• [Activity] Write out, word for word, only the data from its first line to the line containing "FieldID may return".

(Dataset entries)

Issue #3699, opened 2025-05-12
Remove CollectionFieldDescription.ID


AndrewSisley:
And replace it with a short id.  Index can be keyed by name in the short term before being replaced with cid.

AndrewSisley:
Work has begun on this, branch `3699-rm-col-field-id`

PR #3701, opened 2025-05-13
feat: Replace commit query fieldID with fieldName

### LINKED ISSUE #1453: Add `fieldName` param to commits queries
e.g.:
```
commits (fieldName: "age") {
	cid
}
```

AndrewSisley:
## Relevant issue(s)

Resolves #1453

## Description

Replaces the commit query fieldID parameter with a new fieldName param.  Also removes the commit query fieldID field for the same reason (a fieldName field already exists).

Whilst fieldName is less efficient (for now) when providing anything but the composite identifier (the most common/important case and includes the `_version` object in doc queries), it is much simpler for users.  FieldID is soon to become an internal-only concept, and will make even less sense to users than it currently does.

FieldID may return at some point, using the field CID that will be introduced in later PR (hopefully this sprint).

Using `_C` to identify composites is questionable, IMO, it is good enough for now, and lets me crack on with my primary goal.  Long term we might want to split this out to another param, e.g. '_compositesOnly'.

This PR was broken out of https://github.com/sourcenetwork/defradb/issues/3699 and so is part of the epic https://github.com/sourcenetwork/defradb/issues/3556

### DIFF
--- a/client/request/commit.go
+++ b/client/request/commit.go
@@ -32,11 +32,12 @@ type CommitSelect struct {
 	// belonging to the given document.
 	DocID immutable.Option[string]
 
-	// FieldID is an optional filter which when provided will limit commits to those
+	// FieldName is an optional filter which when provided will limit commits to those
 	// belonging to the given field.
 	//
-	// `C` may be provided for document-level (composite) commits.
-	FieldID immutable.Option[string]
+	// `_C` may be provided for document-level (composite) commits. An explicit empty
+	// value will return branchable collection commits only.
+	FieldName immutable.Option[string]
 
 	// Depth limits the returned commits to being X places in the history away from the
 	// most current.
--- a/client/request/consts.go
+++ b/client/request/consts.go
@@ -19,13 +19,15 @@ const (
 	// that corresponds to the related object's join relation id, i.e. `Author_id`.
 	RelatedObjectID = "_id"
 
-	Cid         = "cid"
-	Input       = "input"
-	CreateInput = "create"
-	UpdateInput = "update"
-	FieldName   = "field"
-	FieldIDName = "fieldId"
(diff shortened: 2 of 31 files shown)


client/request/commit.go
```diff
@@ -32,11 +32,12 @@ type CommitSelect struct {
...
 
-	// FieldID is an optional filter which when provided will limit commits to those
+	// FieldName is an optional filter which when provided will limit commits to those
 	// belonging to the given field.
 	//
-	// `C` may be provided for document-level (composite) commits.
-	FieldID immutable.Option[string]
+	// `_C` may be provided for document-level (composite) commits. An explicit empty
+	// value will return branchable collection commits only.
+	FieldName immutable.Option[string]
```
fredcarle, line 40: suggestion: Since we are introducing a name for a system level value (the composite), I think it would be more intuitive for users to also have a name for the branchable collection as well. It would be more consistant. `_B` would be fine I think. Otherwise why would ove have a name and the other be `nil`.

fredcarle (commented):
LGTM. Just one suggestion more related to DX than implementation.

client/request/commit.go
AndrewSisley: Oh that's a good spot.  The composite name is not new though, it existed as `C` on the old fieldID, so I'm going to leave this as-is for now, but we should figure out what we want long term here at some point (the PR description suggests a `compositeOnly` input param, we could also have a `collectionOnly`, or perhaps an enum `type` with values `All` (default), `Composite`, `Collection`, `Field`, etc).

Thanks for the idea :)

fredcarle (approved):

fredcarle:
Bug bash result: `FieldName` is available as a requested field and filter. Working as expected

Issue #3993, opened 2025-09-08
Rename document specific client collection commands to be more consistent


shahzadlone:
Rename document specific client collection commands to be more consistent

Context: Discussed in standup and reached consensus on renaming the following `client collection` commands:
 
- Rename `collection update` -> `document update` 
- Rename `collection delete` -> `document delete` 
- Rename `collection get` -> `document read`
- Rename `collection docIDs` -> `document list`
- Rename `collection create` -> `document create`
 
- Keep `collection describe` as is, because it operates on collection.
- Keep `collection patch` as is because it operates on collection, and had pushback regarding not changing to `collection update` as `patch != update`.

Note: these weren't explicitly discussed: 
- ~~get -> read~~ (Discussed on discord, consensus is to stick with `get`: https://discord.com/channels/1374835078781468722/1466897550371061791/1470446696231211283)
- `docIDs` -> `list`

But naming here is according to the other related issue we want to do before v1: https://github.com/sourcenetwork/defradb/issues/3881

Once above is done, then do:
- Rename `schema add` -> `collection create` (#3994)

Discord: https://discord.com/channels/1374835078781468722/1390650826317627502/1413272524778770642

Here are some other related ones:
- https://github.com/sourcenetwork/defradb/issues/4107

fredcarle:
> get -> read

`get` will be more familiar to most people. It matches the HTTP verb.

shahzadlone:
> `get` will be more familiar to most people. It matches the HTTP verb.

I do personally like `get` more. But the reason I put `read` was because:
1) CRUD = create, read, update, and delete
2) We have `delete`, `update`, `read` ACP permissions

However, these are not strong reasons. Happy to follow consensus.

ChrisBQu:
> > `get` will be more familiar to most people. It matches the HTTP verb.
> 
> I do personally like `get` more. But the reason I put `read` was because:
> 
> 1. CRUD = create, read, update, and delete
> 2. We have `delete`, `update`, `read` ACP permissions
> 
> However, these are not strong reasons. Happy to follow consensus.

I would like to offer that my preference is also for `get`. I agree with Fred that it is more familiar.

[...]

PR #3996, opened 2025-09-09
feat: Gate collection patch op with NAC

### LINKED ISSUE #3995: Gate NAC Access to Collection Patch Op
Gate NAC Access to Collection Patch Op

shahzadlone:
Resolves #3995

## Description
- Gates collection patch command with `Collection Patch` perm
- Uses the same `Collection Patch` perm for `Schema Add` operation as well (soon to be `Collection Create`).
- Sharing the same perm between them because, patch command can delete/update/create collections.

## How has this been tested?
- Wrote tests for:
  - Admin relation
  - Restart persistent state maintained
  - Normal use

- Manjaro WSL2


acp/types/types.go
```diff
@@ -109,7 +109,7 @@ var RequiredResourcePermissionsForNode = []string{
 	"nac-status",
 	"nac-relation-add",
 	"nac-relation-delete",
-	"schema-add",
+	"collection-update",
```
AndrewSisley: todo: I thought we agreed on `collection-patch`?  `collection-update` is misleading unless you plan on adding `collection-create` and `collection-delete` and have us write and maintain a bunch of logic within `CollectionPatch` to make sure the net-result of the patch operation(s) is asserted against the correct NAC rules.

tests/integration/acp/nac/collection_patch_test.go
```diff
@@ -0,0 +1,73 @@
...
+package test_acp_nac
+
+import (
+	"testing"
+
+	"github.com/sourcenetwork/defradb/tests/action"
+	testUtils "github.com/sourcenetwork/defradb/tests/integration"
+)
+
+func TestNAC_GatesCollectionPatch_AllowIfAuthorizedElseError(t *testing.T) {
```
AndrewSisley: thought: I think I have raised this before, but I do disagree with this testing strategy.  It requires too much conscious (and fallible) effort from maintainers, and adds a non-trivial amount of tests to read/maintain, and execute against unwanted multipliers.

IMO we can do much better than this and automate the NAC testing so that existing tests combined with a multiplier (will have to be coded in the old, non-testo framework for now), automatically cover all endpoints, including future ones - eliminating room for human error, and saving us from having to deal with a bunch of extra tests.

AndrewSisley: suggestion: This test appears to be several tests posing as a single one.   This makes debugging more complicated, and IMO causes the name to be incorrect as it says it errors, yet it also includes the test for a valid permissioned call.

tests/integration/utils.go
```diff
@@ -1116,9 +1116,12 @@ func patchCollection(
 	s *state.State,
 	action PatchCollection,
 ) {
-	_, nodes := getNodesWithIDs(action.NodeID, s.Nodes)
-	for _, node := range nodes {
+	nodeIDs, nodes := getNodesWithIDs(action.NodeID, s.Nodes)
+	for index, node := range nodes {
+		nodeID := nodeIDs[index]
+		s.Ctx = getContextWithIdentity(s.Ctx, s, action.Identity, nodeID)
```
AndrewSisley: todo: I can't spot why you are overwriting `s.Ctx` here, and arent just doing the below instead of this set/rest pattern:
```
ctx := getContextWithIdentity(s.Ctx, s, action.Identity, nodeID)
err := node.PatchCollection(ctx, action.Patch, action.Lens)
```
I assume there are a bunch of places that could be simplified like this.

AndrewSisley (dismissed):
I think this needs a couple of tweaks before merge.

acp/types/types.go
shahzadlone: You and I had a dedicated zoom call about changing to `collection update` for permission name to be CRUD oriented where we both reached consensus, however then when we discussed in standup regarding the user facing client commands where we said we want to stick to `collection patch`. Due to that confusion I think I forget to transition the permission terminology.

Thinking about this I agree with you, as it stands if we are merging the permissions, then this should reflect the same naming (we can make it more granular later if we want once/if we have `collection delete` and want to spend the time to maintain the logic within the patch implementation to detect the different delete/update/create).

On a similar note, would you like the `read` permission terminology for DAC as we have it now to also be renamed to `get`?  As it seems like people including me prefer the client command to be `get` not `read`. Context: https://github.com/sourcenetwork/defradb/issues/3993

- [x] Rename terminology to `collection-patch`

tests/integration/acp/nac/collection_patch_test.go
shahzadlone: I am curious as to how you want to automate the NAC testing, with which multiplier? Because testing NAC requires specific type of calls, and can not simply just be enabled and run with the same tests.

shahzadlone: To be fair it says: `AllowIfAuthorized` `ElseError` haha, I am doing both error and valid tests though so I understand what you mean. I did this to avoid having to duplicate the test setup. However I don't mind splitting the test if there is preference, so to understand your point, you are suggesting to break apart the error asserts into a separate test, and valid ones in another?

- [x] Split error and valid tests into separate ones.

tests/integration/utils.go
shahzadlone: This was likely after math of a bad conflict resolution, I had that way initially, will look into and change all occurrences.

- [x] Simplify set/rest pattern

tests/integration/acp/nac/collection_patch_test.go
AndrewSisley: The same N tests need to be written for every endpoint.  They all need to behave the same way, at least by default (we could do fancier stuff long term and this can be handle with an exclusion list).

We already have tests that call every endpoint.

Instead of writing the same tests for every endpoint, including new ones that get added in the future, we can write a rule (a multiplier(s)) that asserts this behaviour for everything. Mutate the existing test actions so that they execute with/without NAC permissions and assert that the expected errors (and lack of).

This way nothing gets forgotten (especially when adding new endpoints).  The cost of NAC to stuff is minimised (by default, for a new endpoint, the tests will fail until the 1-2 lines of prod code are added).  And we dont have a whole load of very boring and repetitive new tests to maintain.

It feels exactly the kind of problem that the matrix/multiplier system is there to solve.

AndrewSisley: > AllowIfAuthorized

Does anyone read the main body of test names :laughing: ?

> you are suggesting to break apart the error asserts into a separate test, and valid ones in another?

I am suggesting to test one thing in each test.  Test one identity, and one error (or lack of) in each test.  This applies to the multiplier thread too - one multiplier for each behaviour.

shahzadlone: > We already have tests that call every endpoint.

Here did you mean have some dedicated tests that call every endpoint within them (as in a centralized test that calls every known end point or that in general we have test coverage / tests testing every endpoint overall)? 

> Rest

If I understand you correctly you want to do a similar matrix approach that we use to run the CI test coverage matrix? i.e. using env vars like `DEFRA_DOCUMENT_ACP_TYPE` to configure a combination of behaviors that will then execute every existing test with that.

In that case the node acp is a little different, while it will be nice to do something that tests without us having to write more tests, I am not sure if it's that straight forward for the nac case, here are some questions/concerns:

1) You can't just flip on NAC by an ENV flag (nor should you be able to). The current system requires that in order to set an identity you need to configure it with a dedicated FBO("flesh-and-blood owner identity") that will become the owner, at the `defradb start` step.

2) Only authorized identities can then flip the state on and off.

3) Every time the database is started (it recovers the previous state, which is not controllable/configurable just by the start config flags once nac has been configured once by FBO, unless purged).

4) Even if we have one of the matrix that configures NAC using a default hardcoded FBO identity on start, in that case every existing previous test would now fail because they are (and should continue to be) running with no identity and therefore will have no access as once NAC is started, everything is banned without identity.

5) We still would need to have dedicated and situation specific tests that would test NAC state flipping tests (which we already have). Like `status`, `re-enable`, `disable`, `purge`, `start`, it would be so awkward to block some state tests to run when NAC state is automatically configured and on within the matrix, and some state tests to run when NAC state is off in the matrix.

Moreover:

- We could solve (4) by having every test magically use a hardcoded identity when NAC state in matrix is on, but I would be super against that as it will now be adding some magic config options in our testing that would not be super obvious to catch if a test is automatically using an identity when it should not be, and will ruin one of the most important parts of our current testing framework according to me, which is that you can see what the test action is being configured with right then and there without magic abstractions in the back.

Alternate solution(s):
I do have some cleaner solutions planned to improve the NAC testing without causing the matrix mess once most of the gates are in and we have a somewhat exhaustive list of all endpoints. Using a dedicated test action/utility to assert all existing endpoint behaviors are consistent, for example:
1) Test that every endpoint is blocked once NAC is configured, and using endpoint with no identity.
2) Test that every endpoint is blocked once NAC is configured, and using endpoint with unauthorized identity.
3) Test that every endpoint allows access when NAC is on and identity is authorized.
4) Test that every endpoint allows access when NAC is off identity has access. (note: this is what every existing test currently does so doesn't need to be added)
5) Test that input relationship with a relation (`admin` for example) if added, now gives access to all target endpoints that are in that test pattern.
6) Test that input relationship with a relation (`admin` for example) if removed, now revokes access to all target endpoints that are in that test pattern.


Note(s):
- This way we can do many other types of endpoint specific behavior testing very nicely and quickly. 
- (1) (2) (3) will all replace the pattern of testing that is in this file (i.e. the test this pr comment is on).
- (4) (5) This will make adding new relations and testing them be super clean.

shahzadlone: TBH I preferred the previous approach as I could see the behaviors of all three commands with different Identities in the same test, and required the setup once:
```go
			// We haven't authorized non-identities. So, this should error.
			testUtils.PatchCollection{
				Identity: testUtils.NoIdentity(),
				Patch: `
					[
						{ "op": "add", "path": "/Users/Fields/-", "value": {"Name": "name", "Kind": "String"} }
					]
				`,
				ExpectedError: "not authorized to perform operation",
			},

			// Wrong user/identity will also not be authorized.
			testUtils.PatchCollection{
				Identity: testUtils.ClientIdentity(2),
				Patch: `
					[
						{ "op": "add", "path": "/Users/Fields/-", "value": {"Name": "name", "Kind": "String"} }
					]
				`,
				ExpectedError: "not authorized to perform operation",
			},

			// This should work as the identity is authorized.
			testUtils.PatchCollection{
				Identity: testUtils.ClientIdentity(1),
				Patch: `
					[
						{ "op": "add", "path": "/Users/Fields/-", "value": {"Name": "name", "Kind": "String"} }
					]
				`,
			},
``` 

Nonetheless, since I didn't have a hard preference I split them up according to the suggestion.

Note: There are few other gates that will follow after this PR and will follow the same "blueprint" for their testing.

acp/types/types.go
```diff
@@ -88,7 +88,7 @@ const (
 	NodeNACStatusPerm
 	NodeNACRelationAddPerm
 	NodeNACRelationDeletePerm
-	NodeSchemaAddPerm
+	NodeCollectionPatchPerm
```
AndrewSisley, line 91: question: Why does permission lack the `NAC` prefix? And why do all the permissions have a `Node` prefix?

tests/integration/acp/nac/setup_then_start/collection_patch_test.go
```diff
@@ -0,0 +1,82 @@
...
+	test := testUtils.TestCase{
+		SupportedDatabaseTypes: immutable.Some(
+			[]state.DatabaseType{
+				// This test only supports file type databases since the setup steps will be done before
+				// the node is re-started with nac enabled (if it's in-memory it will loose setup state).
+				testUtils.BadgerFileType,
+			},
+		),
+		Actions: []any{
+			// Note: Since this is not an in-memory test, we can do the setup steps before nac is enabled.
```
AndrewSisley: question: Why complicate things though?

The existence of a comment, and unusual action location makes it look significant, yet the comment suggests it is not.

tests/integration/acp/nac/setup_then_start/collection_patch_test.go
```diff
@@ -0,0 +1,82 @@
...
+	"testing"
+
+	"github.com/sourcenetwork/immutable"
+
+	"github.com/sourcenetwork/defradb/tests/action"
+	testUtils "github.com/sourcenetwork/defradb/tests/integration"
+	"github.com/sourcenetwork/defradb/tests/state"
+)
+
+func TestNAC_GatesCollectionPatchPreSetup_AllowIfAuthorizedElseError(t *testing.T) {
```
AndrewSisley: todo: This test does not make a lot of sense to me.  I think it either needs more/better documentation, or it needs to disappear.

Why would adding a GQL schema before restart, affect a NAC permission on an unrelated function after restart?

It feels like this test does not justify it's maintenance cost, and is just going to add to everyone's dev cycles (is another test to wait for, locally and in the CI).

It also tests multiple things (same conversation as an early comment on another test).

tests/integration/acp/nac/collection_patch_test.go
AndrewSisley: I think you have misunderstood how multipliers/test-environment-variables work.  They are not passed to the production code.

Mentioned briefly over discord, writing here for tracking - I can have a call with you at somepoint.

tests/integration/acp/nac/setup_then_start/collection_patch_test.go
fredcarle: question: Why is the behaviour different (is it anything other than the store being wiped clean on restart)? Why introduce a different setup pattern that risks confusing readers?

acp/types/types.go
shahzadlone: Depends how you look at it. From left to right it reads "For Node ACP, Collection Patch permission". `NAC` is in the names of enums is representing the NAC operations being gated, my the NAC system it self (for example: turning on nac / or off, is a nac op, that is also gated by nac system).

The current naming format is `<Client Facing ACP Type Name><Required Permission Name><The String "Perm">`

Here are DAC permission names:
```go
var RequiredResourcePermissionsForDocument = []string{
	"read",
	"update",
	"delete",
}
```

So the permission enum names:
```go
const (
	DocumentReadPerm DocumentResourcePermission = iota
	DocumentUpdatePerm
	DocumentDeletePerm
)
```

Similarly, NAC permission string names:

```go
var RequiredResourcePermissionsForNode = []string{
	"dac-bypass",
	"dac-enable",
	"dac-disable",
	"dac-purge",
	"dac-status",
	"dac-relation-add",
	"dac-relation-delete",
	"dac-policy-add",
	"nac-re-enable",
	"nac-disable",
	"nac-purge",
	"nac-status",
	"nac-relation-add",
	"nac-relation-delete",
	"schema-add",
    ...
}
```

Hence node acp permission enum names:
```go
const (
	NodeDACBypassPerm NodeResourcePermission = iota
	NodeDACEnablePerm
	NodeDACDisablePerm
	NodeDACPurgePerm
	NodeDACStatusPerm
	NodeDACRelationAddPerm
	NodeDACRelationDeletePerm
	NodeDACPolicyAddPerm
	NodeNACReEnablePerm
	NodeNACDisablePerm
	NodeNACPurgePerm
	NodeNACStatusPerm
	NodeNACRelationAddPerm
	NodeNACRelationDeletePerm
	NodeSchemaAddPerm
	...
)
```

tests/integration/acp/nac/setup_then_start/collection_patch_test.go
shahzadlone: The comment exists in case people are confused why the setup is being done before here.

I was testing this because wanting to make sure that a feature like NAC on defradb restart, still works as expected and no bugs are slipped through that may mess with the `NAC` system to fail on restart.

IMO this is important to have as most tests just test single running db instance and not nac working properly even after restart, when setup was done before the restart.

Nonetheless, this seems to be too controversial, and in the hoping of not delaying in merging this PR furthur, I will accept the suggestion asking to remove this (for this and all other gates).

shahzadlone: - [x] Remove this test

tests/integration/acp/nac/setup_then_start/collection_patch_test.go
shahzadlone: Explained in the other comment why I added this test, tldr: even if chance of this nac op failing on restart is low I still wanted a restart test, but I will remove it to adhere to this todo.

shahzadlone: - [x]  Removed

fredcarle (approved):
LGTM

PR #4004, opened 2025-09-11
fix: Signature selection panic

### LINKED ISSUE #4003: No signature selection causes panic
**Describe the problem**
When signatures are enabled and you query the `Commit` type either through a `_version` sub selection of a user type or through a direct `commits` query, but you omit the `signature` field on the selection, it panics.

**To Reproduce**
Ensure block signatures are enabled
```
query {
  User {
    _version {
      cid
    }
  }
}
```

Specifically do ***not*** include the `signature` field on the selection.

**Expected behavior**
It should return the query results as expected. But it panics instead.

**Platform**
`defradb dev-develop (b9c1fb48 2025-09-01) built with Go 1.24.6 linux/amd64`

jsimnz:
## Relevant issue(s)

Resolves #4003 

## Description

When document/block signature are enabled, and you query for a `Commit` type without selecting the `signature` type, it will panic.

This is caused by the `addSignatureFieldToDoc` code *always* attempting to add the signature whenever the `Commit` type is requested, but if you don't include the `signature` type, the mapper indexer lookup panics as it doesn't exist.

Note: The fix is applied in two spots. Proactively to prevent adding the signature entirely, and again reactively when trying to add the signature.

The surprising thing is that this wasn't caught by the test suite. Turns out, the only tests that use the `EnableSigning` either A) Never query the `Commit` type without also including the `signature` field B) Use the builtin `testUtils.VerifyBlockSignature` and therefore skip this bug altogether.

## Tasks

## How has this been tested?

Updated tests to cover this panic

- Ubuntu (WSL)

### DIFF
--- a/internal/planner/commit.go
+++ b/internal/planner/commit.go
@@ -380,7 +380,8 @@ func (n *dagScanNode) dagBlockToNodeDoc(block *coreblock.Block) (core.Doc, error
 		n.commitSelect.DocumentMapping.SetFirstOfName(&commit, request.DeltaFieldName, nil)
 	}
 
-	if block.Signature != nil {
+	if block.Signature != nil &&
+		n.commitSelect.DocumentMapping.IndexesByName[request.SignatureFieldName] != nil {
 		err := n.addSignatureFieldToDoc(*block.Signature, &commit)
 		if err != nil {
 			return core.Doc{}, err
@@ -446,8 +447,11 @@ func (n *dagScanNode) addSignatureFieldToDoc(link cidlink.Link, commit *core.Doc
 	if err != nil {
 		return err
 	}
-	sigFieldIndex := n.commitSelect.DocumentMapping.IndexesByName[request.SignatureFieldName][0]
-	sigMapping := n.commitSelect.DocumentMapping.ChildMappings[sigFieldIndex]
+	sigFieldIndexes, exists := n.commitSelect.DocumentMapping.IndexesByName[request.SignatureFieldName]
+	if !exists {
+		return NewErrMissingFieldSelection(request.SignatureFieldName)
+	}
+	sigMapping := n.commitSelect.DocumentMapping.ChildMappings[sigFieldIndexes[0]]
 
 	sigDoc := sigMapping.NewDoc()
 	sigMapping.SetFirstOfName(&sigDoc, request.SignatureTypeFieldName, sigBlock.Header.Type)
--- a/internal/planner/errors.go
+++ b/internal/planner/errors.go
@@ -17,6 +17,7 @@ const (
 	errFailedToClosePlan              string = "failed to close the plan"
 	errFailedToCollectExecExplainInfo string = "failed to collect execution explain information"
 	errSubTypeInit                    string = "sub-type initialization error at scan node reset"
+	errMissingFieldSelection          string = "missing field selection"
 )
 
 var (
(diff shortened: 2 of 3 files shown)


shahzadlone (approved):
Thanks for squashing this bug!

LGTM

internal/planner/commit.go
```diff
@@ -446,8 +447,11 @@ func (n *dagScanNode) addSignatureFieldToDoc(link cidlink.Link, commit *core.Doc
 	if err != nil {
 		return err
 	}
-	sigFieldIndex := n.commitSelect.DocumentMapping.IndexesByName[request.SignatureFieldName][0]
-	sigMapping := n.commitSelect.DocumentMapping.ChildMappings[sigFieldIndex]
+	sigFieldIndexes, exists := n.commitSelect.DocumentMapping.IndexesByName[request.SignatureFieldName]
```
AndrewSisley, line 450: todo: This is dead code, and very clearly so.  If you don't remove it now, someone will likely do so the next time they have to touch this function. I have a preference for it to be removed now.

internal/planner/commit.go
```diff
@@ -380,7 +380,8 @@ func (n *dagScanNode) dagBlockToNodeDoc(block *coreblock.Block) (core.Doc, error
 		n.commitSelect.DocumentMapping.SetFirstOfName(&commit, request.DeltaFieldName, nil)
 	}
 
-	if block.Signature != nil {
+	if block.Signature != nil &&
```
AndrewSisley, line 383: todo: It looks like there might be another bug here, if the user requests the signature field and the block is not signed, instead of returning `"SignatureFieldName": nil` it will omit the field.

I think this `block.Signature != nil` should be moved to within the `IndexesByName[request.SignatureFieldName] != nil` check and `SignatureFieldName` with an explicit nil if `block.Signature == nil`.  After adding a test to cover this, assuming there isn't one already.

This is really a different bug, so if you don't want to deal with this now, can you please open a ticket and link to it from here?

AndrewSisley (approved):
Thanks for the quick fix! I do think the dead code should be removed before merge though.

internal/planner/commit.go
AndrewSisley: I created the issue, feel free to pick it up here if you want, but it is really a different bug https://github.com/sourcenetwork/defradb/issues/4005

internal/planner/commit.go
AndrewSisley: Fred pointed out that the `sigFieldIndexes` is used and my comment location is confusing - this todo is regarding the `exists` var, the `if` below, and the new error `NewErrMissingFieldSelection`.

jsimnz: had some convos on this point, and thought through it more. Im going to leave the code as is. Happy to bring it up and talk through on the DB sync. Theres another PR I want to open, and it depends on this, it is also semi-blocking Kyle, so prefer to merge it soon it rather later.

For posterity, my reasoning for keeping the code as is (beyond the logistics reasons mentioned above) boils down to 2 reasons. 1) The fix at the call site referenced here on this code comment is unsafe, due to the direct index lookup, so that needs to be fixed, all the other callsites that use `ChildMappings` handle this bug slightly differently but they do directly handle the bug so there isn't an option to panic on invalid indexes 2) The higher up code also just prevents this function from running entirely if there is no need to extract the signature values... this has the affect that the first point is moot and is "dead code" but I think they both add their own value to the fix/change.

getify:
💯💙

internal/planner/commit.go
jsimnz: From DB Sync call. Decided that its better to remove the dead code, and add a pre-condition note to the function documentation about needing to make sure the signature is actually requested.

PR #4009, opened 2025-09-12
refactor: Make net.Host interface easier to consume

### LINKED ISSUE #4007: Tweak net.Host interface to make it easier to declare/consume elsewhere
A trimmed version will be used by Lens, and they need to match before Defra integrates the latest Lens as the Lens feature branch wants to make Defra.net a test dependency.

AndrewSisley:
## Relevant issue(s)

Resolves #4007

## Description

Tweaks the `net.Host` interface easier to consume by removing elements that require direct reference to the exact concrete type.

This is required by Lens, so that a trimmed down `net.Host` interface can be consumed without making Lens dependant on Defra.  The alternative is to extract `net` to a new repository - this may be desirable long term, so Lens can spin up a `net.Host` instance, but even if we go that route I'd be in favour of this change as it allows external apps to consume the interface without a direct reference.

• [Exercise output]
Issue #3699, opened 2025-05-12
Remove CollectionFieldDescription.ID


AndrewSisley:
And replace it with a short id.  Index can be keyed by name in the short term before being replaced with cid.

AndrewSisley:
Work has begun on this, branch `3699-rm-col-field-id`

PR #3701, opened 2025-05-13
feat: Replace commit query fieldID with fieldName

### LINKED ISSUE #1453: Add `fieldName` param to commits queries
e.g.:
```
commits (fieldName: "age") {
	cid
}
```

AndrewSisley:
## Relevant issue(s)

Resolves #1453

## Description

Replaces the commit query fieldID parameter with a new fieldName param.  Also removes the commit query fieldID field for the same reason (a fieldName field already exists).

Whilst fieldName is less efficient (for now) when providing anything but the composite identifier (the most common/important case and includes the `_version` object in doc queries), it is much simpler for users.  FieldID is soon to become an internal-only concept, and will make even less sense to users than it currently does.

FieldID may return at some point, using the field CID that will be introduced in later PR (hopefully this sprint).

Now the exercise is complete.